(Records shown)
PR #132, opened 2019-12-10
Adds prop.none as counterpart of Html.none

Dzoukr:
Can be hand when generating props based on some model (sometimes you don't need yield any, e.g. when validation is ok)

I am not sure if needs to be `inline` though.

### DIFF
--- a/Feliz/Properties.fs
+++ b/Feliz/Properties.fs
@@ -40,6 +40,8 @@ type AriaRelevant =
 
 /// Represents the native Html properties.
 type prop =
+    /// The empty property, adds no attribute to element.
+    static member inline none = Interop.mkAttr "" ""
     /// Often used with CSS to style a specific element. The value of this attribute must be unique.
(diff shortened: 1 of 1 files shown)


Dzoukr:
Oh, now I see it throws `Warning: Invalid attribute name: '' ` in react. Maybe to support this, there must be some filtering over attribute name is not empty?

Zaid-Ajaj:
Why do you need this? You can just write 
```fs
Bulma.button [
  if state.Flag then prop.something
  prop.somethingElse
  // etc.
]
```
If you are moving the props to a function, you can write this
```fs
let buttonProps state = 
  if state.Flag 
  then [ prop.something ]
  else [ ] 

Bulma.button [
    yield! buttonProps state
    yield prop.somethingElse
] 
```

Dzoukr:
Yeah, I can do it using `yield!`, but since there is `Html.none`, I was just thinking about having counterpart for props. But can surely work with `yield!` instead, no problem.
(End Records shown)
(Records shown)
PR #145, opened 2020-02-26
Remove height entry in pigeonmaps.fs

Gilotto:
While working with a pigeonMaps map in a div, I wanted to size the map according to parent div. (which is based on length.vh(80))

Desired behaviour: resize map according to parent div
(End Records shown)
(Records shown)
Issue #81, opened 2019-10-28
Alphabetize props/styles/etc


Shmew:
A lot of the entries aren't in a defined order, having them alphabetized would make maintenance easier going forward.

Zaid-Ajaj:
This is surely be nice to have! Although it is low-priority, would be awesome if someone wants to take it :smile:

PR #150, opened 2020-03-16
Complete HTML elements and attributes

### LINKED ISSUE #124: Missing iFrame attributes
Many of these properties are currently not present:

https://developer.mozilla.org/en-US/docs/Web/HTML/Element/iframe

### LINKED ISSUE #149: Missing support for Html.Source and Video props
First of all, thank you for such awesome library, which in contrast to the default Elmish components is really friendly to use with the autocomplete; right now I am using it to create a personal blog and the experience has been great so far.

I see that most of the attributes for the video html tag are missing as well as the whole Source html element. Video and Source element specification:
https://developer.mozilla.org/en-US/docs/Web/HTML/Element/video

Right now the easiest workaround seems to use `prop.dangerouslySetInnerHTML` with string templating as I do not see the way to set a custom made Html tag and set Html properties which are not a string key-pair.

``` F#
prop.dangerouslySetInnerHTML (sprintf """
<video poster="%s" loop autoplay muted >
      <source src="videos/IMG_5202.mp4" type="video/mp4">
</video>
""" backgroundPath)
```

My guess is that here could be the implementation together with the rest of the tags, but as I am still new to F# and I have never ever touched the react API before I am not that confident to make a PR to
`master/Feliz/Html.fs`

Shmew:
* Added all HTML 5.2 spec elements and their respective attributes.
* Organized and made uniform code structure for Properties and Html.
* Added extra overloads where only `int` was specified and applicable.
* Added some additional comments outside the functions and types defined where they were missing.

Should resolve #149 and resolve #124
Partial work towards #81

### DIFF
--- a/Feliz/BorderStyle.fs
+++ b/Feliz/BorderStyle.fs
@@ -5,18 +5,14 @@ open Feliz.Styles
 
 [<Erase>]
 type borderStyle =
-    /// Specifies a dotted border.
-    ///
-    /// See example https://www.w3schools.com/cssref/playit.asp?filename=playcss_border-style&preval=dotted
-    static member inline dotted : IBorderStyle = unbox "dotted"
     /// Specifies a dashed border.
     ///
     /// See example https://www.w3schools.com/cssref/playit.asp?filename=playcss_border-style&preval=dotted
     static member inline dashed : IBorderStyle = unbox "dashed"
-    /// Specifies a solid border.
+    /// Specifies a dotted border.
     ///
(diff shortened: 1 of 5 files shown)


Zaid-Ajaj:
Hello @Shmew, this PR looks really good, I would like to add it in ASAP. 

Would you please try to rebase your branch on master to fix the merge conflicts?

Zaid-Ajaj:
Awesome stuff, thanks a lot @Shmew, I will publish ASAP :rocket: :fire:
(End Records shown)
■ Task directions
Using the records above, restate word for word the lines from the one with "PR #132, opened 2019-12-10" through the one with "Yeah, I can", both included.

■ Answer to the problem
PR #132, opened 2019-12-10
Adds prop.none as counterpart of Html.none

Dzoukr:
Can be hand when generating props based on some model (sometimes you don't need yield any, e.g. when validation is ok)

I am not sure if needs to be `inline` though.

### DIFF
--- a/Feliz/Properties.fs
+++ b/Feliz/Properties.fs
@@ -40,6 +40,8 @@ type AriaRelevant =
 
 /// Represents the native Html properties.
 type prop =
+    /// The empty property, adds no attribute to element.
+    static member inline none = Interop.mkAttr "" ""
     /// Often used with CSS to style a specific element. The value of this attribute must be unique.
(diff shortened: 1 of 1 files shown)


Dzoukr:
Oh, now I see it throws `Warning: Invalid attribute name: '' ` in react. Maybe to support this, there must be some filtering over attribute name is not empty?

Zaid-Ajaj:
Why do you need this? You can just write 
```fs
Bulma.button [
  if state.Flag then prop.something
  prop.somethingElse
  // etc.
]
```
If you are moving the props to a function, you can write this
```fs
let buttonProps state = 
  if state.Flag 
  then [ prop.something ]
  else [ ] 

Bulma.button [
    yield! buttonProps state
    yield prop.somethingElse
] 
```

Dzoukr:
Yeah, I can do it using `yield!`, but since there is `Html.none`, I was just thinking about having counterpart for props. But can surely work with `yield!` instead, no problem.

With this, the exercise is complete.